▶ Problem description
Look below for the line that has "-193,6 +193,7 @@". Set down the lines from there through the line that has "-5,7 +5,7 @@ use math::*;", exactly as written.

[Items from a dataset]
* * *

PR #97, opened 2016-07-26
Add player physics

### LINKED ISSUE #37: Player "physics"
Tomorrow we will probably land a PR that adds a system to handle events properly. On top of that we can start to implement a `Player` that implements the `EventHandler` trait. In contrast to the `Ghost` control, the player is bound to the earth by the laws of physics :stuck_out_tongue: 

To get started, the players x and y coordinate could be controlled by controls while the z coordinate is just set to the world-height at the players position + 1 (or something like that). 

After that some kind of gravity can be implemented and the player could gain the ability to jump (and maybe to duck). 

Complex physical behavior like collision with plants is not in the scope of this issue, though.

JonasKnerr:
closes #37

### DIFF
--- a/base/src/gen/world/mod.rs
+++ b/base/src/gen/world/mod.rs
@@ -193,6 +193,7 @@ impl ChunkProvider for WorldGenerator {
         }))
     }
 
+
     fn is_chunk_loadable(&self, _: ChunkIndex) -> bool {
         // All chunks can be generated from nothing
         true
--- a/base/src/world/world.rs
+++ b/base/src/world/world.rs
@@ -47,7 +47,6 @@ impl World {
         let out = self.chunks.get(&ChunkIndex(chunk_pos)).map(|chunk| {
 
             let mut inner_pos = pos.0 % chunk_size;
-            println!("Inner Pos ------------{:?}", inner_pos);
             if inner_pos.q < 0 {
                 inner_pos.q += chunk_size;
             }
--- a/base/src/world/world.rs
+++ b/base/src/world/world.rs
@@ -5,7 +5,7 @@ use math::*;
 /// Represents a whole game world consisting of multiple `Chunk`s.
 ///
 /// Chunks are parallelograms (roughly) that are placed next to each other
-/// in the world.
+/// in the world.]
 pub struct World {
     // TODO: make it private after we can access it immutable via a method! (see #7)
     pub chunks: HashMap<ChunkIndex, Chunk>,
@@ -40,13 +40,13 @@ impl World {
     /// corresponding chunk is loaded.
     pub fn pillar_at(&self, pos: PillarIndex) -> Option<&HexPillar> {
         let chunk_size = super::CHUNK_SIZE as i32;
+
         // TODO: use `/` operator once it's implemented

* * *

▶ The completed task
@@ -193,6 +193,7 @@ impl ChunkProvider for WorldGenerator {
         }))
     }
 
+
     fn is_chunk_loadable(&self, _: ChunkIndex) -> bool {
         // All chunks can be generated from nothing
         true
--- a/base/src/world/world.rs
+++ b/base/src/world/world.rs
@@ -47,7 +47,6 @@ impl World {
         let out = self.chunks.get(&ChunkIndex(chunk_pos)).map(|chunk| {
 
             let mut inner_pos = pos.0 % chunk_size;
-            println!("Inner Pos ------------{:?}", inner_pos);
             if inner_pos.q < 0 {
                 inner_pos.q += chunk_size;
             }
--- a/base/src/world/world.rs
+++ b/base/src/world/world.rs
@@ -5,7 +5,7 @@ use math::*;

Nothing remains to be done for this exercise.